-- Opening Marker --

PR #403, opened 2023-02-13
Switch to Smart-Pointer & STL Containers 

### LINKED ISSUE #23: Switch to smart pointers wherever it makes sense
This will hopefully force us to decide what objects own what data and are responsible for managing it, and which are merely accessing stuff. It will also enable easier serialization using cereal, for the future.

Connects to #24 and #129 and may not be necessary once that is done (all that will be left is use of pointers to support late binding).

### LINKED ISSUE #76: Bring code up to C++11 standard
See issue UWB-Biocomputing/BrainGrid#232 to see the bug aspect of this. Currently, the Makefile is set to compile code using the C++98 standard. There is a problem with initialization of static const member variables, however. Also, generally, there can be some code cleanup and modernization (that might also have a small positive impact on performance). This is a worthwhile project.

## *What* is affected by this?

Simulator

### LINKED ISSUE #129: Change Synapse class arrays to vectors

### LINKED ISSUE #372: Simulator class contains pointers that are never used nor initialized.
The Simulator class contains the following pointers that are never used nor initialized:
- `vertexType *rgNeuronTypeMap_`, and
- `bool *rgEndogenouslyActiveNeuronMap_`

There are getters for these but they are not called anywhere. They should be removed if not needed.

Besides, the class has a pointer (`pSummationMap_`) to the vertices `summationMap_`. The getter for this pointer is called in two places:
- HostSInputRegular.cpp, and
- SInputPoisson.cpp

If we really need to get the vertices `summationMap_` from the Simulator class, we could get it from `model_->getLayout()->getVertices()->summationMap_` rather than having the same pointer in two places. It also presents the assumption that all models have a summation map.

KamathScience:
Fixes #23 
Fixes #372
Fixes #129 

This PR addresses multiple issues as they are mostly interrelated. Some of the changes addressed in the PR are as follows :
1. C++ version has been updated to C++17 in the CMake file
2. Dynamically allocated arrays are changed to vectors
3. Raw pointers and shared_ptr are changed to unique_ptr
4. Use =default notation to mark the constructor and destructor to avoid using an empty body

### DIFF
--- a/Simulator/Connections/NG911/Connections911.cpp
+++ b/Simulator/Connections/NG911/Connections911.cpp
@@ -190,11 +190,11 @@ bool Connections911::erasePSAP(AllVertices &vertices, Layout &layout)
       int srcVertex = callersToReroute[i];
 
       int closestPSAP = psaps[0];
-      BGFLOAT smallestDist = (layout.dist_)(srcVertex, closestPSAP);
+      BGFLOAT smallestDist = layout.dist_(srcVertex, closestPSAP);
 
       // Find closest PSAP
       for (int i = 0; i < psaps.size(); i++) {
-         BGFLOAT dist = (layout.dist_)(srcVertex, psaps[i]);
+         BGFLOAT dist = layout.dist_(srcVertex, psaps[i]);
          if (dist < smallestDist) {
             smallestDist = dist;
             closestPSAP = psaps[i];
@@ -220,11 +220,11 @@ bool Connections911::erasePSAP(AllVertices &vertices, Layout &layout)
       int destVertex = respsToReroute[i];
 
       int closestPSAP = psaps[0];
-      BGFLOAT smallestDist = (layout.dist_)(closestPSAP, destVertex);
+      BGFLOAT smallestDist = layout.dist_(closestPSAP, destVertex);
 
       // Find closest PSAP
       for (int i = 0; i < psaps.size(); i++) {
-         BGFLOAT dist = (layout.dist_)(psaps[i], destVertex);
+         BGFLOAT dist = layout.dist_(psaps[i], destVertex);
          if (dist < smallestDist) {
             smallestDist = dist;
             closestPSAP = psaps[i];
--- a/Simulator/Connections/NG911/Connections911.cpp
+++ b/Simulator/Connections/NG911/Connections911.cpp
@@ -90,7 +90,7 @@ bool Connections911::updateConnections(AllVertices &vertices)
    int numVertices = Simulator::getInstance().getTotalVertices();
    Layout &layout = *Simulator::getInstance().getModel()->getLayout();
    oldTypeMap_ = new vertexType[numVertices];
-   memcpy(oldTypeMap_, layout.vertexTypeMap_, numVertices * sizeof(vertexType));
+   memcpy(oldTypeMap_, layout.vertexTypeMap_.data(), numVertices * sizeof(vertexType));
 
    // Erase PSAPs
    for (int i = 0; i < psapsToErase_; i++) {
--- a/Simulator/Connections/NG911/Connections911.cpp
+++ b/Simulator/Connections/NG911/Connections911.cpp
@@ -29,8 +29,8 @@ void Connections911::setup()
    LOG4CPLUS_INFO(fileLogger_, "Initializing connections");
 
    // we can obtain the Layout, which holds the vertices, from the Model
-   shared_ptr<Layout> layout = Simulator::getInstance().getModel()->getLayout();
-   shared_ptr<AllVertices> vertices = layout->getVertices();
+   Layout &layout = *Simulator::getInstance().getModel()->getLayout();
+   AllVertices &vertices = *layout.getVertices();
 
    // Get list of edges sorted by target in ascending order from GraphManager
    GraphManager &gm = GraphManager::getInstance();
@@ -40,10 +40,10 @@ void Connections911::setup()
    for (auto it = sorted_edge_list.begin(); it != sorted_edge_list.end(); ++it) {
       size_t srcV = gm.source(*it);
       size_t destV = gm.target(*it);
-      edgeType type = layout->edgType(srcV, destV);
-      BGFLOAT *sumPoint = &vertices->summationMap_[destV];
+      edgeType type = layout.edgType(srcV, destV);
+      BGFLOAT *sumPoint = &vertices.summationMap_[destV];
 
-      BGFLOAT dist = layout->dist_(srcV, destV);
+      BGFLOAT dist = layout.dist_(srcV, destV);
       LOG4CPLUS_DEBUG(edgeLogger_, "Source: " << srcV << " Dest: " << destV << " Dist: " << dist);
 
       BGSIZE iEdg;
--- a/Simulator/Connections/NG911/Connections911.cpp
+++ b/Simulator/Connections/NG911/Connections911.cpp
@@ -13,14 +13,6 @@
 #include "Layout911.h"
 #include "ParameterManager.h"
 
-Connections911::Connections911()
-{
-}
-
-Connections911::~Connections911()
-{
-}
-
 void Connections911::setup()
 {
    int added = 0;
--- a/Simulator/Connections/NG911/Connections911.cpp
+++ b/Simulator/Connections/NG911/Connections911.cpp
@@ -43,7 +43,7 @@ void Connections911::setup()
       edgeType type = layout->edgType(srcV, destV);
       BGFLOAT *sumPoint = &vertices->summationMap_[destV];
 
-      BGFLOAT dist = (layout->dist_)(srcV, destV);
+      BGFLOAT dist = layout->dist_(srcV, destV);
       LOG4CPLUS_DEBUG(edgeLogger_, "Source: " << srcV << " Dest: " << destV << " Dist: " << dist);
 
       BGSIZE iEdg;
--- a/Simulator/Connections/NG911/Connections911.cpp
+++ b/Simulator/Connections/NG911/Connections911.cpp
@@ -43,7 +43,7 @@ void Connections911::setup()
       edgeType type = layout->edgType(srcV, destV);
       BGFLOAT *sumPoint = &vertices->summationMap_[destV];
 
-      BGFLOAT dist = (*layout->dist_)(srcV, destV);
+      BGFLOAT dist = (layout->dist_)(srcV, destV);
       LOG4CPLUS_DEBUG(edgeLogger_, "Source: " << srcV << " Dest: " << destV << " Dist: " << dist);
 
       BGSIZE iEdg;
@@ -190,11 +190,11 @@ bool Connections911::erasePSAP(AllVertices &vertices, Layout &layout)
       int srcVertex = callersToReroute[i];
 
       int closestPSAP = psaps[0];
-      BGFLOAT smallestDist = (*layout.dist_)(srcVertex, closestPSAP);
+      BGFLOAT smallestDist = (layout.dist_)(srcVertex, closestPSAP);
 
       // Find closest PSAP
       for (int i = 0; i < psaps.size(); i++) {
-         BGFLOAT dist = (*layout.dist_)(srcVertex, psaps[i]);
+         BGFLOAT dist = (layout.dist_)(srcVertex, psaps[i]);
          if (dist < smallestDist) {
             smallestDist = dist;
             closestPSAP = psaps[i];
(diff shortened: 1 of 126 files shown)


Simulator/Edges/AllEdges.cpp
```diff
@@ -109,22 +81,16 @@ void AllEdges::setupEdges(const int numVertices, const int maxEdges)
...
-      type_ = new edgeType[maxTotalEdges];
-      inUse_ = new bool[maxTotalEdges];
-      edgeCounts_ = new BGSIZE[numVertices];
+      destVertexIndex_.resize(maxTotalEdges);
+      W_.resize(maxTotalEdges, 0);
+      summationPoint_.resize(maxTotalEdges);
+      sourceVertexIndex_.resize(maxTotalEdges);
+      type_.resize(maxTotalEdges);
+      inUse_ = make_unique<bool[]>(maxTotalEdges);
+      edgeCounts_.resize(numVertices, 0);
```
stiber, line 90: Why are some initialized and some not?

Simulator/Edges/AllEdges.h
```diff
@@ -198,26 +198,26 @@ class AllEdges {
...
+   vector<edgeType> type_;
 
    ///  The boolean value indicating the entry in the array is in use.
-   bool *inUse_;
+   unique_ptr<bool[]> inUse_;
 
    ///  The number of (incoming) edges for each vertex.
    ///  Note: Likely under a different name in GpuSim_struct, see edge_count. -Aaron
-   BGSIZE *edgeCounts_;
+   vector<BGSIZE> edgeCounts_;
```
stiber, line 220: I'm a little concerned about initialization. I _think_ that `resize()` will just initialize the newly added values in a vector, so that would mean that the initially created entries in the default sized vectors might not be initialized correctly.

Simulator/Edges/AllEdges.h
```diff
@@ -298,8 +298,8 @@ template <class Archive> void AllEdges::load(Archive &archive, std::uint32_t con
 
    // assigns serialized data to objects
    for (int i = 0; i < requiredSize; i++) {
-      W_[i] = WVector[i];
-      sourceVertexIndex_[i] = sourceVertexLayoutIndexVector[i];
-      destVertexIndex_[i] = destVertexLayoutIndexVector[i];
+      W_.push_back(WVector[i]);
+      sourceVertexIndex_.push_back(sourceVertexLayoutIndexVector[i]);
+      destVertexIndex_.push_back(destVertexLayoutIndexVector[i]);
```
stiber, line 303: I think that serialization and deserialization can work directly with the vector data members, no longer needing to marshall/un-marshall to/from raw arrays.

Simulator/Layouts/Layout.cpp
```diff
@@ -94,10 +78,10 @@ void Layout::registerGraphProperties()
...
 {
    // Allocate memory
-   xloc_ = new VectorMatrix(MATRIX_TYPE, MATRIX_INIT, 1, numVertices_);
-   yloc_ = new VectorMatrix(MATRIX_TYPE, MATRIX_INIT, 1, numVertices_);
-   dist2_ = new CompleteMatrix(MATRIX_TYPE, MATRIX_INIT, numVertices_, numVertices_);
-   dist_ = new CompleteMatrix(MATRIX_TYPE, MATRIX_INIT, numVertices_, numVertices_);
+   xloc_ = make_unique<VectorMatrix>(MATRIX_TYPE, MATRIX_INIT, 1, numVertices_);
+   yloc_ = make_unique<VectorMatrix>(MATRIX_TYPE, MATRIX_INIT, 1, numVertices_);
+   dist2_ = make_unique<CompleteMatrix>(MATRIX_TYPE, MATRIX_INIT, numVertices_, numVertices_);
+   dist_ = make_unique<CompleteMatrix>(MATRIX_TYPE, MATRIX_INIT, numVertices_, numVertices_);
```
stiber, line 84: We should probably talk about whether the data members should be pointers to these objects or just these objects themselves. I don't remember why they were pointers in the first place...

Simulator/Edges/AllEdges.h
KamathScience: Agreed. Will simplify this.

Simulator/Layouts/Layout.cpp
jardiamj: One thing that comes to mind is that we don't allocate memory for these data members when the Layout is instantiated because at that point we don't yet know the number of vertices for the simulation. That might be the reason these are pointers and not objects.
By the way, the delayed construction of class member objects is another potential use for `std::optional`.

stiber: That's a possibility, and at some level the question comes down to what approach best communicates the purpose of the code ("what going on?") to a human reader, since the various approaches all "work". I don't have the answer right now, but I'll propose a third possibility: declare the data members with default sizes (like 1x1 — or modify the classes to add defaults to the constructors), and then, when we know how big they should be, just use assignment to change them. This would be like using an `int` data member, for example — it might be initialized to zero or whatever in the constructor, but in some other method set to a "better" value.

Simulator/Edges/AllEdges.cpp
KamathScience: All member variables are now initialized.

Simulator/Edges/AllEdges.h
KamathScience: Used assign to assign default values.

Simulator/Connections/NG911/Connections911.cpp
```diff
@@ -43,7 +43,7 @@ void Connections911::setup()
       edgeType type = layout->edgType(srcV, destV);
       BGFLOAT *sumPoint = &vertices->summationMap_[destV];
 
-      BGFLOAT dist = (*layout->dist_)(srcV, destV);
+      BGFLOAT dist = (layout->dist_)(srcV, destV);
```
jardiamj, line 46: I believe the parentheses around `(layout->dist_)` are no longer necessary.

KamathScience: Will fix this, thanks!

stiber (changes requested):
Some items.

Simulator/Connections/NG911/Connections911.cpp
```diff
@@ -90,7 +90,7 @@ bool Connections911::updateConnections(AllVertices &vertices)
    int numVertices = Simulator::getInstance().getTotalVertices();
    Layout &layout = *Simulator::getInstance().getModel()->getLayout();
    oldTypeMap_ = new vertexType[numVertices];
-   memcpy(oldTypeMap_, layout.vertexTypeMap_, numVertices * sizeof(vertexType));
+   memcpy(oldTypeMap_, layout.vertexTypeMap_.data(), numVertices * sizeof(vertexType));
```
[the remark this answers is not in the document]
KamathScience: Agreed, changed oldTypeMap to be a vector.

Simulator/Connections/Neuro/ConnStatic.h
```diff
@@ -67,19 +67,19 @@ class ConnStatic : public Connections {
    }
 
    /// Get array of vertex weights
-   BGFLOAT *getWCurrentEpoch() const
+   vector<BGFLOAT> getWCurrentEpoch() const
    {
       return WCurrentEpoch_;
    }
```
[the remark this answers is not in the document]
KamathScience: Missed this, yes, the best practice is to return a const reference to a vector- just like you pointed out.

Simulator/Connections/Neuro/ConnStatic.h
```diff
@@ -67,19 +67,19 @@ class ConnStatic : public Connections {
...
    {
       return sourceVertexIndexCurrentEpoch_;
    }
 
    /// Get all edge destination vertex indices
-   int *getDestVertexIndexCurrentEpoch() const
+   vector<int> getDestVertexIndexCurrentEpoch() const
    {
       return destVertexIndexCurrentEpoch_;
    }
```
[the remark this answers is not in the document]
KamathScience: Modified this

Simulator/Layouts/Layout.cpp
```diff
@@ -52,30 +45,11 @@ Layout::Layout() : numEndogenouslyActiveNeurons_(0)
 /// Destructor
 Layout::~Layout()
 {
```
stiber, line 47: Do we leave destructors empty, or do we delete their implementations to rely on the default behavior (which is the same thing...)?

Simulator/Layouts/Layout.h
```diff
@@ -67,28 +67,28 @@ class Layout {
...
+   CompleteMatrix dist_;   ///< The true inter-neuron distance.
 
    vector<int>
       probedNeuronList_;   ///< Probed neurons list. // ToDo: Move this to Hdf5 recorder once its implemented in project -chris
 
-   vertexType *vertexTypeMap_;   ///< The vertex type map (INH, EXC).
+   vector<vertexType> vertexTypeMap_;   ///< The vertex type map (INH, EXC).
 
-   bool *starterMap_;   ///< The starter existence map (T/F).
+   vector<bool> starterMap_;   ///< The starter existence map (T/F).
```
stiber, line 83: Will this cause problems with GPU implementation, or is just used during initialization (implemented using CPU code)?

Simulator/Utils/Global.h
stiber, line 1: Lines 12 and 13 (and maybe 199? not sure where the matching `#endif` is) have `#ifdef` style guards against multiple includes, but we already have `#pragma once`.

Simulator/Core/Model.cpp
```diff
@@ -177,23 +178,22 @@ void Model::updateHistory()
 /// Get the Connections class object.
 /// @return Pointer to the Connections class object.
 // ToDo: make smart ptr
-shared_ptr<Connections> Model::getConnections() const
+Connections *Model::getConnections() const
```
stiber, line 181: I'm just putting this in a second place; there are more locations where we have "get" methods that return pointers to objects that we don't implement as formal singletons but which really are (we only create one and use a `unique_ptr` to point to it). Should we return a reference, rather than a pointer? I'm not sure...

stiber (changes requested):
OK, some more thoughts. I guess you have to expect fussing about details when more than 100 files change. Some of this is not even your stuff, but rather stuff that should have been questioned before.

Simulator/Connections/NG911/Connections911.cpp
```diff
@@ -29,8 +27,8 @@ void Connections911::setup()
    LOG4CPLUS_INFO(fileLogger_, "Initializing connections");
 
    // we can obtain the Layout, which holds the vertices, from the Model
-   shared_ptr<Layout> layout = Simulator::getInstance().getModel()->getLayout();
-   shared_ptr<AllVertices> vertices = layout->getVertices();
+   Layout &layout = *Simulator::getInstance().getModel()->getLayout();
+   AllVertices &vertices = *layout.getVertices();
```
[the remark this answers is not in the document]
KamathScience: I agree, passing a reference improves the readability; it is clearer to the reader that the memory is allocated, and a pointer on the other hand could be null. 

Given the scope of this change and how large this PR is getting, I would like to make it a new PR linked to a new issue.

Simulator/Layouts/Layout.cpp
KamathScience: I was in a dilemma about this too. I will go ahead and remove the empty destructor implementation as it is cleaner and mark the destructor declaration =default to maintain readability.

Simulator/Layouts/Layout.h
KamathScience: It did cross my mind, so I did check if starterMap_ was being used in GPU code and it wasn't. Just to be on the safe side do you prefer this to be a unique_ptr to bool[ ] ?

Simulator/Core/Model.cpp
KamathScience: I am more inclined toward returning a reference. Will make that change in the new PR.

KamathScience: From Google Style Guide: "Prefer to return by value or, failing that, return by reference. Avoid returning a pointer unless it can be null."

Simulator/Utils/Global.h
KamathScience: Will check on this

Simulator/Connections/NG911/Connections911.cpp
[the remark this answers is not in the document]
stiber: OK

Simulator/Layouts/Layout.h
stiber: No, this is fine.

Simulator/Core/Model.cpp
stiber: OK, resolving this since it's no longer part of this PR.

Simulator/Utils/Global.h
KamathScience: I confirmed that for every opening `#ifdef`, there is a closing `#endif`. For example line 12 - `#ifdef` is indeed closing at line 199.

Also, I am not sure how to go about cleaning this as you correctly pointed we have `#pragma once` and again `#ifdef` directives which are both intended to prevent multiple inclusions of header files. As per C++ standards  `#pragma once` is usually sufficient to prevent multiple inclusions by itself. Maybe I will create a new issue for this ? as there are at least a couple more files that have both `#pragma once` and `#ifdef` directives defined.

stiber: I think it's fine to generate an issue for this. Label it also as "good first issue".

KamathScience: Created a issue #427

stiber (approved):
Looks good! If it's not in the documentation, we might add to our coding style that we use the `= default` notation for constructors and destructors. You can just create an issue for this.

-- Closing Marker --

* _Your goal_
Go to the line in the material above that contains "dist = layout.dist_(srcVertex, psaps[i]);" and copy exactly from there through the line that contains "size_t srcV = gm.source(*it);", stopping after it.

* _Solution below_
+         BGFLOAT dist = layout.dist_(srcVertex, psaps[i]);
          if (dist < smallestDist) {
             smallestDist = dist;
             closestPSAP = psaps[i];
@@ -220,11 +220,11 @@ bool Connections911::erasePSAP(AllVertices &vertices, Layout &layout)
       int destVertex = respsToReroute[i];
 
       int closestPSAP = psaps[0];
-      BGFLOAT smallestDist = (layout.dist_)(closestPSAP, destVertex);
+      BGFLOAT smallestDist = layout.dist_(closestPSAP, destVertex);
 
       // Find closest PSAP
       for (int i = 0; i < psaps.size(); i++) {
-         BGFLOAT dist = (layout.dist_)(psaps[i], destVertex);
+         BGFLOAT dist = layout.dist_(psaps[i], destVertex);
          if (dist < smallestDist) {
             smallestDist = dist;
             closestPSAP = psaps[i];
--- a/Simulator/Connections/NG911/Connections911.cpp
+++ b/Simulator/Connections/NG911/Connections911.cpp
@@ -90,7 +90,7 @@ bool Connections911::updateConnections(AllVertices &vertices)
    int numVertices = Simulator::getInstance().getTotalVertices();
    Layout &layout = *Simulator::getInstance().getModel()->getLayout();
    oldTypeMap_ = new vertexType[numVertices];
-   memcpy(oldTypeMap_, layout.vertexTypeMap_, numVertices * sizeof(vertexType));
+   memcpy(oldTypeMap_, layout.vertexTypeMap_.data(), numVertices * sizeof(vertexType));
 
    // Erase PSAPs
    for (int i = 0; i < psapsToErase_; i++) {
--- a/Simulator/Connections/NG911/Connections911.cpp
+++ b/Simulator/Connections/NG911/Connections911.cpp
@@ -29,8 +29,8 @@ void Connections911::setup()
    LOG4CPLUS_INFO(fileLogger_, "Initializing connections");
 
    // we can obtain the Layout, which holds the vertices, from the Model
-   shared_ptr<Layout> layout = Simulator::getInstance().getModel()->getLayout();
-   shared_ptr<AllVertices> vertices = layout->getVertices();
+   Layout &layout = *Simulator::getInstance().getModel()->getLayout();
+   AllVertices &vertices = *layout.getVertices();
 
    // Get list of edges sorted by target in ascending order from GraphManager
    GraphManager &gm = GraphManager::getInstance();
@@ -40,10 +40,10 @@ void Connections911::setup()
    for (auto it = sorted_edge_list.begin(); it != sorted_edge_list.end(); ++it) {
       size_t srcV = gm.source(*it);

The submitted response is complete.